PR #968, opened 2026-05-25
Centralize support-ticket context contract

canfieldjuan:
Plan: plans/PR-Support-Ticket-Context-Contract.md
──────────────────────────────
■ **EXERCISE OBJECTIVE**:
Exactly what appears above must be set down again in full.

■ **WRITTEN RESPONSE**:
PR #968, opened 2026-05-25
Centralize support-ticket context contract

canfieldjuan:
Plan: plans/PR-Support-Ticket-Context-Contract.md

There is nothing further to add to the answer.